Nathan is gonna like this one!!!

-CC


----------



## GO WEST (May 25, 2009)

Okay, 30 ft...I should proofread before I click send!


----------



## Dan Borer (Feb 6, 2009)

I also tow with an '09 F150 with Max Tow. The package adds $450 to the sticker and according to Ford's towing brochure includes a class IV trailer hitch receiver, 7-pin wiring harness, upgraded radiator, auxiliary transmission oil cooler,upgraded rear bumber, upgraded rear springs, heavy-duty front eye bushing and 20:1 steering gear ratio. My truck also has the 3.73 ratio limited slip axle, 7000# GVRW package and the towing mirrors.
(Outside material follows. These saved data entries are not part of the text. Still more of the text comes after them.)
PR #176, opened 2020-07-28
feat: add watcherx/FileWatcher

zepatrik:
## Related issue

The FileWatcher is a kubernetes config map and macos tmp compatible file watcher.
Further we will add more watchers to watch websockets/...

### DIFF
--- a/watcherx/file.go
+++ b/watcherx/file.go
@@ -21,46 +21,46 @@ func WatchFile(ctx context.Context, file string, c EventChannel) error {
 	if err := w.Add(dir); err != nil {
 		return errors.WithStack(err)
 	}
-	realFile, err := filepath.EvalSymlinks(file)
+	resolvedFile, err := filepath.EvalSymlinks(file)
 	if err != nil {
-		if _, ok := err.(*os.PathError); ok {
-			// the file watcher should still watch the directory to get notified for
-			// file creation
-			realFile = ""
-		} else {
+		if _, ok := err.(*os.PathError); !ok {
 			return errors.WithStack(err)
 		}
-	}
-	if realFile != "" && realFile != file {
-		// file is a symlink, we have to explicitly watch the referenced file.
-		// We are watching file instead of lastFile because fsnotify identifies
-		// watch entries by the passed name but follows symlinks when watching
-		// (at least on unix but not on windows).
+		// The file does not exist. The watcher should still watch the directory
+		// to get notified about file creation.
+		resolvedFile = ""
+	} else if resolvedFile != file {
+		// If `resolvedFile` != `file` then `file` is a symlink and we have to explicitly watch the referenced file.
+		// This is because fsnotify follows symlinks and watches the destination file, not the symlink
+		// itself. That is at least the case for unix systems. See: https://github.com/fsnotify/fsnotify/issues/199
 		if err := w.Add(file); err != nil {
 			return errors.WithStack(err)
 		}
 	}
-	go streamFileEvents(ctx, w, c, file, realFile)
+	go streamFileEvents(ctx, w, c, file, resolvedFile)
 	return nil
 }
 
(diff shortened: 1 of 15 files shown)


watcherx/file.go
```diff
@@ -0,0 +1,118 @@
...
+	}
+	realFile, err := filepath.EvalSymlinks(file)
+	if err != nil {
+		if _, ok := err.(*os.PathError); ok {
+			// the file watcher should still watch the directory to get notified for
+			// file creation
+			realFile = ""
+		} else {
+			return errors.WithStack(err)
+		}
```
aeneasr, line 32: Best-practice Go code follows a pattern of "early return": https://dave.cheney.net/practical-go/presentations/qcon-china.html#_return_early_rather_than_nesting_deeply

```suggestion
			realFile = ""
		}
		return errors.WithStack(err)
```

watcherx/file.go
```diff
@@ -0,0 +1,118 @@
...
+	}
+	if realFile != "" && realFile != file {
+		// file is a symlink, we have to explicitly watch the referenced file.
+		// We are watching file instead of lastFile because fsnotify identifies
+		// watch entries by the passed name but follows symlinks when watching
+		// (at least on unix but not on windows).
```
aeneasr, line 38: I think this needs clarification (please read and correct any misunderstanding):

```suggestion
		// If `realFile` != `file` then `file` is a symlink and we have to explicitly watch the referenced file.
		// This is because fsnotify follows symlinks and watches the destination file, not the symlink
		// itself. That is at least the case for unix systems. See: https://github.com/fsnotify/fsnotify/issues/199
```

watcherx/file.go
```diff
@@ -0,0 +1,118 @@
...
+		}
+		select {
+		case <-ctx.Done():
+			_ = watcher.Close()
+			return
+		case e, ok := <-watcher.Events:
+			if !ok {
+				_ = watcher.Close()
+				return
+			}
```
aeneasr, line 72: Move `path.Clean(e.Name) == file` check to here:

```
if path.Clean(e.Name) == file {
  goto loopEnd
}
```

watcherx/file.go
```diff
@@ -0,0 +1,118 @@
...
+		// (at least on unix but not on windows).
+		if err := w.Add(file); err != nil {
+			return errors.WithStack(err)
+		}
+	}
+	go streamFileEvents(ctx, w, c, file, realFile)
+	return nil
+}
+
+func streamFileEvents(ctx context.Context, watcher *fsnotify.Watcher, c EventChannel, file, lastFile string) {
```
aeneasr, line 47: Rename to:

```suggestion
// streamFileEvents watches for file changes and supports symlinks which requires several workarounds due to limitations of fsnotify.
// Argument `resolvedSymlinkPath` is the resolved symlink path of the file, or it is the fileWatched name itself. If `resolvedSymlinkPath` is empty, then the fileWatched, or the symlink pointing to the destination file do not exist. 
func streamFileEvents(ctx context.Context, watcher *fsnotify.Watcher, c EventChannel, fileWatched, resolvedSymlinkPath string) {
```

watcherx/file.go
```diff
@@ -0,0 +1,118 @@
...
+				_ = watcher.Close()
+				return
+			}
+			// e.Name contains the name we started the watcher with, not the actual file name
+			if path.Clean(e.Name) == file && e.Op&fsnotify.Remove != 0 {
+				// the file (or the file behind the symlink) was removed
+				c <- &RemoveEvent{eventSource}
+				goto loopEnd
+			}
+			currentFile, err := filepath.EvalSymlinks(file)
```
aeneasr, line 79:
```suggestion
			var err error
			recentlyResolvedSymlinkPath, err = filepath.EvalSymlinks(file)
```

The tow rating as equipped is 11,300#. I tow my 29RLS, weighing about 8800# with it with no problem. I just hit the TOW/HAUL button, set the cruise at about 60 mph and let the computer do all the work. I regularly tow over the Grapevine on I-5 and the truck has no issues in holding the set speed up the hill in either direction. Going downhill just requires a tap on the brake pedal to downshift to control downhill speed. If it the speed starts to creep up another tap on the brake downshifts again with more engine braking. The six-speed auto trans is so smooth that only a change in the engine RPM is noted on up or down shifts. I've put 31,000 miles on this truck in 10 months and it averages just over 20 MPG in most of my freeway driving, and 11 MPG towing. My best mileage was 21.4 on a run from Rancho Cucamonga to Vacaville and halfway back before I had to refuel. It's comforting to gas up and see over 700 miles to empty on the dash.

Yes, I like my Ford!


----------



## GO WEST (May 25, 2009)

I wonder if this Max Tow with 7000# package would be available in the crew cab four wheel drive? Without those features I am not going to upgrade what I have. I like the 20 mpg number, is that with the 5.4L?


----------



## Nathan (Jan 2, 2007)

GO WEST said:


> I wonder if this Max Tow with 7000# package would be available in the crew cab four wheel drive? Without those features I am not going to upgrade what I have. I like the 20 mpg number, is that with the 5.4L?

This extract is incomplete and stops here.